Shirley was from the same continent at least; maybe she could just fly
home. Nkame couldn't, not if his
folks still thought he was a demon.
Roy Ray could have told them something about real demons but he probably
wouldn't get the chance. Gunther
didn't seem to need parents, even if he had them. Too bad--Roy Ray couldn't shake the
suspicion that the guy was trouble, even though he had smacked Bat Boy off
him. And what were the chances Bat
Boy would show up again?
Katarina shifted and the white cat made a swipe at his lap, disturbing a
feather that leapt in the air: a spindly feather in a spiral shape, which he
caught before the cat could bat it again.
In spite of the mauling his memory had taken, he remembered snatching the
feather out of the air while beating his wings in the monster's face. Roy Ray twirled it between his
fingers. Now he knew how Mr. G lost
his wings: the gap had slammed on them.
He must have hesitated too long, or looked down at the exact wrong
moment. All he had left were
stumps, with a few deformed feathers.
One of which had followed Roy Ray like a puppy wanting a home.
He'd knew what he had to do now: find the owner, and rescue
him.
"Who'd a thunk there were more kids with wings in the world?" Mr.
Rappaport mused, at a pause between songs.

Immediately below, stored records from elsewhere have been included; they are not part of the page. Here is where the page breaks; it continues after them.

PR #1189, opened 2018-01-27
check length of display-config parameter before extracting substring

dseifert:
When running `rviz -d bla`, rviz would segfault as it tried to extract a substring of the display-config parameter without checking its size first.

### DIFF
--- a/src/rviz/visualizer_app.cpp
+++ b/src/rviz/visualizer_app.cpp
@@ -172,7 +172,7 @@ bool VisualizerApp::init( int argc, char** argv )
       if (vm.count("display-config"))
       {
         display_config = vm["display-config"].as<std::string>();
-        if( display_config.substr( display_config.size() - 4, 4 ) == ".vcg" )
+        if (display_config.size() >= 4 && display_config.substr( display_config.size() - 4, 4 ) == ".vcg")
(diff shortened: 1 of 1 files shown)


src/rviz/visualizer_app.cpp
```diff
@@ -172,7 +172,7 @@ bool VisualizerApp::init( int argc, char** argv )
       if (vm.count("display-config"))
       {
         display_config = vm["display-config"].as<std::string>();
-        if( display_config.substr( display_config.size() - 4, 4 ) == ".vcg" )
+        if (display_config.size() >= 4 and display_config.substr( display_config.size() - 4, 4 ) == ".vcg" )
```
wjwwood: Please use `&&`. Also, I know the rviz style is weird, but please preserve the whitespace when possible, should be `if ( dis...` if you like.

dseifert: Shall I switch to `if ( dis...` even if (almost) the entire rest of the file does not use this style or shall I reformat the file this way?

wjwwood: Nah, that's ok, it's pretty inconsistent in this version anyways.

"Everybody has wings!" Gunther said--unexpectedly, as though the thought
had just popped into his head.
"Everybody can fly," Nkame agreed, "albeit
invisibly."
Shirley sniffed, "But we have . . . uh . . . the honor and responsibility
of flying visibly."
"That's not right," Gunther corrected her. "Not honor and responsibility. Agony and
ecstasy."
"Agony and ecstasy?! No
way--who told you that?"
"I think it might be 'delight and detriment,'" Nkame
offered.
By now Roy Ray had turned all the way around and was staring at
them. Gradually they ceased their
dispute and stared back, even poor pukey
Spargo.
"We have," Roy Ray said slowly, "the privilege and burden
of doing it visibly. Right?" They all nodded, with different degrees
of certainty. "So . . ." What came next? "So let's stop fooling about . .
."
"And do it!" they finished, in raggedy
unison.
"Here's good old Tomahawk Chop," Mr. Rappaport said as they bumped over
the railroad tracks. "A few more
blocks and we're home. Seems like
we've been gone a week, even though I left the garage just a few hours ago
and--What the--?"
He slammed the brakes to keep from hitting a man who had materialized on
the street outside their house. A
tall man, with stiff red hair and a long jaw and a leather bag slung over one
shoulder. A girl ran up behind
him--Delphi, Roy Ray noticed, just before the man grinned broadly and raised a
camera:
"Smile, everybody!"
[What I have in mind for the finale is the cover page of the Global
Scoop, with photos and headlines such as
these:]
BIRDMAN COLONY DISCOVERED!!
(Exclusive photos by H. L. McEnroe)
Locals say, "They're just normal kids"
BIRD TEENS TAKE UP RESIDENCE IN ABANDONED CASTLE! (Exclusive photos by H. L.
McEnroe)
SMALL TOWN THUG WANTS TO KNOW WHY BULLIES CAN'T
INCORPORATE
Claims, "We perform a useful service"
'ASK AGNES' NOW ADVISES ON PARANORMAL ISSUES (see p.
4)
BIRD BOY DAD ATTACKS PHOTOGRAPHER!
(Did we mention exclusive photos by H. L
McEnroe?)
SPECIAL REPORT: ONE-THIRD OF U.N. DELEGATES ARE ALIENS!